Every entry that follows should be written out again exactly.
(DATASET RECORDS Opens)
PR #565, opened 2018-08-08
Global temperature for NMODL mechanisms.

### LINKED ISSUE #386: Setting temperature in model

halfflat:
Global temperature for mechanisms.

* Make 'celsius' magic in modcc: now an indexed variable.
* Add a new temperature data source for indexed variables.
* Add support to printers for indexed variables that reference a scalar.
* Check that indexed variables aren't used in PROCEDURE blocks (this is a problem not just for 'celsius').
* Modify built-in mod files to pass celsius as a parameter to rates() procedures.
* Add global temperature to shared_state classes, and initialize through backend mechanism superclasses.
* Add some infrastructure for unit-test only mechanisms.
* Set modcc flags globally in top level CMakeLists.txt.
* Add test mechanism/module for checking celsius setting.
* Add unit test for multicore and gpu mechanism celsius setting.
* Make common mechanism private field data access helper for unit tests.
* Use helper in temperature, synapses tests.
* Fix warning in `distributed_context.hpp` about errant semicolon.
* Use `ARB_CXXOPT_ARCH` not `CXXOPT_ARCH` in CMakeLists.txt files.

Fixes #386.

### DIFF
--- a/test/unit/CMakeLists.txt
+++ b/test/unit/CMakeLists.txt
@@ -1,10 +1,40 @@
+# Build unit test mechanisms.
+
+set(test_mechanisms
+    celsius_test
+)
+
+include(${PROJECT_SOURCE_DIR}/mechanisms/BuildModules.cmake)
+
+set(external_modcc)
+if(ARB_WITH_EXTERNAL_MODCC)
+    set(external_modcc MODCC ${modcc})
+endif()
+set(test_mech_dir ${CMAKE_CURRENT_BINARY_DIR}/mechanisms)
+
+build_modules(
+    ${test_mechanisms}
+    SOURCE_DIR mod
+    DEST_DIR "${test_mech_dir}"
+    ${external_modcc}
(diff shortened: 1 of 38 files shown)


test/unit/CMakeLists.txt
```diff
@@ -1,10 +1,40 @@
+# Build unit test mechanisms.
+
+set(test_mechanisms
+    celsius_test
```
bcumming: Let's make a ticket for moving the other test-only mechanisms (e.g. `test_kin1` etc) into here.

bcumming: Also a more detailed comment above that makes it clear that these are mechanisms used only in unit tests, hence why we don't make them elsewhere.

halfflat: Updated comment in-place.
(DATASET RECORDS Closes)
• TASK OUTPUT
PR #565, opened 2018-08-08
Global temperature for NMODL mechanisms.

### LINKED ISSUE #386: Setting temperature in model

halfflat:
Global temperature for mechanisms.

* Make 'celsius' magic in modcc: now an indexed variable.
* Add a new temperature data source for indexed variables.
* Add support to printers for indexed variables that reference a scalar.
* Check that indexed variables aren't used in PROCEDURE blocks (this is a problem not just for 'celsius').
* Modify built-in mod files to pass celsius as a parameter to rates() procedures.
* Add global temperature to shared_state classes, and initialize through backend mechanism superclasses.
* Add some infrastructure for unit-test only mechanisms.
* Set modcc flags globally in top level CMakeLists.txt.
* Add test mechanism/module for checking celsius setting.
* Add unit test for multicore and gpu mechanism celsius setting.
* Make common mechanism private field data access helper for unit tests.
* Use helper in temperature, synapses tests.
* Fix warning in `distributed_context.hpp` about errant semicolon.
* Use `ARB_CXXOPT_ARCH` not `CXXOPT_ARCH` in CMakeLists.txt files.

Fixes #386.

### DIFF
--- a/test/unit/CMakeLists.txt
+++ b/test/unit/CMakeLists.txt
@@ -1,10 +1,40 @@
+# Build unit test mechanisms.
+
+set(test_mechanisms
+    celsius_test
+)
+
+include(${PROJECT_SOURCE_DIR}/mechanisms/BuildModules.cmake)
+
+set(external_modcc)
+if(ARB_WITH_EXTERNAL_MODCC)
+    set(external_modcc MODCC ${modcc})
+endif()
+set(test_mech_dir ${CMAKE_CURRENT_BINARY_DIR}/mechanisms)
+
+build_modules(
+    ${test_mechanisms}
+    SOURCE_DIR mod
+    DEST_DIR "${test_mech_dir}"
+    ${external_modcc}
(diff shortened: 1 of 38 files shown)


test/unit/CMakeLists.txt
```diff
@@ -1,10 +1,40 @@
+# Build unit test mechanisms.
+
+set(test_mechanisms
+    celsius_test
```
bcumming: Let's make a ticket for moving the other test-only mechanisms (e.g. `test_kin1` etc) into here.

bcumming: Also a more detailed comment above that makes it clear that these are mechanisms used only in unit tests, hence why we don't make them elsewhere.

halfflat: Updated comment in-place.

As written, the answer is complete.